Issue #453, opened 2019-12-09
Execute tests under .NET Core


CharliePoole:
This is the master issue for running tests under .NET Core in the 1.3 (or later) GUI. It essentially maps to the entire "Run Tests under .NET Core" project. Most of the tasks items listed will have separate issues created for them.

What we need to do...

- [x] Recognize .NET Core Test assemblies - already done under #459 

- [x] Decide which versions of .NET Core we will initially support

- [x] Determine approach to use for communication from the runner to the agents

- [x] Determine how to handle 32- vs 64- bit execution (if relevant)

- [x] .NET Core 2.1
· · ·
== WORK TO BE COMPLETED ==
Could you report how many lines of the listing above hold "tests"? Only the number is needed.

== SOLUTION TO THIS EXERCISE ==
2